Projektanci nie zatrzymują się jednak, i w rozpędzie, oraz niewątpliwie, chwilowej utracie kontaktu z rzeczywistością, wypuszczają Nawiedzony Las. Od tego momentu wbicie niebronionego wyzwania Straży, w wyrównanym pojedynku, będzie graniczyło z cudem. Łatwiej zdiscardować lub zblankować Mur niż go klęknąć. Defensywna Straż, słusznie niestety, zdobywa miano samograja i dołącza do Baratheonów jako najbardziej znienawidzony przeciwnik. Karty i ich synergie są tak oczywiste, że największą trudnością jest złożenie decku.
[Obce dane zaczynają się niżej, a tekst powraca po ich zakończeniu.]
PR #2156, opened 2024-09-12
[Icons] Configure icon sets: path, alias & icon attributes

smnandre:
| Q             | A
| ------------- | ---
| Bug fix?      | no
| New feature?  | yes
| Issues        | Fix #
| License       | MIT

I'm opening now if you guys have feedback, and i will add more tests the next couple days

> [!NOTE]  
> This PR brings 3 new features: iconset aliases, custom path and attributes.  So let's focus on that 😄 

```yaml
ux_icons:
    icon_dir: '%kernel.project_dir%/assets/icons'

    # Default icon set
    default_icon_attributes:
        class: 'icon'
        fill: 'currentColor'
        width: '24'
        height: '24'

    icon_sets:
        # Local icon set    (prefix mapped to a local directory)
        flags:
            path: '%kernel.project_dir%/assets/images/flags'

        # Remote icon set   (prefix mapped to an icon set identifier)
        lu:
            alias: 'lucide'

        # Icon set configuration (work for local/remote)
        oc:
            icon_attributes:
                class: 'oc-icon'       # Replace the default class
                stroke: 'none'      # Add a new attribute
                fill: false         # Use "false" to remove a default attribute
```

### Default attributes

```twig

<twig:ux:icon name="anything" />

{# Renders #}
<svg class="icon" fill="currentColor" width="24" height="24"> ... </svg>
```

### Local icons: path

```twig

<twig:ux:icon name="flags:fr" />

{# Renders:  #}
<svg class="icon" fill="currentColor" width="24" height="24">
    <!-- file assets/images/flags/fr.svg -->
</svg>
```

### Remote icons: alias 

```twig

<twig:ux:icon name="lu:circle-check" />

{# Renders:  #}
<svg class="icon" fill="currentColor" width="24" height="24">
    <!-- file lucide:circle-check.svg from iconify -->
</svg>
```

### Icon set attributes

```twig

<twig:ux:icon name="oc:check" />

{# Renders:  #}
{# Attributes are merged into the default attributes #}
<svg class="oc-icon" stroke="none" width="24" height="24">
    <!-- file oc:check.svg from local or remote -->
</svg>
```

### DIFF
--- a/src/Icons/src/DependencyInjection/UXIconsExtension.php
+++ b/src/Icons/src/DependencyInjection/UXIconsExtension.php
@@ -42,32 +42,66 @@ final class UXIconsExtension extends ConfigurableExtension implements Configurat
                 ->variableNode('default_icon_attributes')
                     ->info('Default attributes to add to all icons.')
                     ->defaultValue(['fill' => 'currentColor'])
+                    ->example(['class' => 'icon'])
+                ->end()
+                ->arrayNode('icon_sets')
+                    ->info('Icon sets configuration.')
+                    ->defaultValue([])
+                    ->normalizeKeys(false)
+                    ->useAttributeAsKey('prefix')
+                    ->arrayPrototype()
+                        ->info('the icon set prefix (e.g. "acme")')
+                        ->children()
+                            ->scalarNode('path')
+                                ->info("The local icon set directory path.\n(cannot be used with 'alias')")
+                                ->example('%kernel.project_dir%/assets/svg/acme')
+                            ->end()
+                            ->scalarNode('alias')
+                                ->info("The remote icon set identifier.\n(cannot be used with 'path')")
+                                ->example('simple-icons')
+                            ->end()
+                            ->arrayNode('icon_attributes')
+                                ->info('Override default icon attributes for icons in this set.')
+                                ->example(['class' => 'icon icon-acme', 'fill' => 'none'])
+                                ->normalizeKeys(false)
+                                ->variablePrototype()
+                                ->end()
+                            ->end()
+                        ->end()
+                    ->end()
+                    ->validate()
+                        ->ifTrue(fn (array $v) => isset($v['path']) && isset($v['alias']))
+                        ->thenInvalid('You cannot define both "path" and "alias" for an icon set.')
+                    ->end()
                 ->end()
                 ->arrayNode('aliases')
-                    ->info('Icon aliases (alias => icon name).')
-                    ->example(['dots' => 'clarity:ellipsis-horizontal-line'])
+                    ->info('Icon aliases (map of alias => full name).')
+                    ->example([
+                        'dots' => 'clarity:ellipsis-horizontal-line',
+                        'privacy' => 'bi:cookie',
+                    ])
                     ->normalizeKeys(false)
                     ->scalarPrototype()
                         ->cannotBeEmpty()
                     ->end()
                 ->end()
                 ->arrayNode('iconify')
-                    ->info('Configuration for the "on demand" icons powered by Iconify.design.')
+                    ->info('Configuration for the remote icon service.')
                     ->{interface_exists(HttpClientInterface::class) ? 'canBeDisabled' : 'canBeEnabled'}()
                     ->children()
                         ->booleanNode('on_demand')
-                            ->info('Whether to use the "on demand" icons powered by Iconify.design.')
+                            ->info('Whether to download icons "on demand".')
                             ->defaultTrue()
                         ->end()
                         ->scalarNode('endpoint')
-                            ->info('The endpoint for the Iconify API.')
+                            ->info('The endpoint for the Iconify icons API.')
                             ->defaultValue(Iconify::API_ENDPOINT)
                             ->cannotBeEmpty()
                         ->end()
                     ->end()
                 ->end()
                 ->booleanNode('ignore_not_found')
-                    ->info('Ignore error when an icon is not found.')
+                    ->info("Ignore error when an icon is not found.\nSet to 'true' to fail silently.")
                     ->defaultFalse()
                 ->end()
             ->end()
@@ -94,9 +128,25 @@ final class UXIconsExtension extends ConfigurableExtension implements Configurat
             $loader->load('asset_mapper.php');
         }
 
+        $iconSetAliases = [];
+        $iconSetAttributes = [];
+        $iconSetPaths = [];
+        foreach ($mergedConfig['icon_sets'] as $prefix => $config) {
+            if (isset($config['icon_attributes'])) {
+                $iconSetAttributes[$prefix] = $config['icon_attributes'];
+            }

Sama gra, sprowadza, niejednokrotnie, do przekopywania przez talię w poszukiwaniu wszystkich elementów układanki, które złożone, unieruchamiają przeciwnika. Dobitnym i niestety celnym określeniem takiego grania jest termin "Pasjans", który wejdzie chyba do kanonu jako nowy archetyp decku pasywnego.

Światełko w tunelu, niestety to pociąg...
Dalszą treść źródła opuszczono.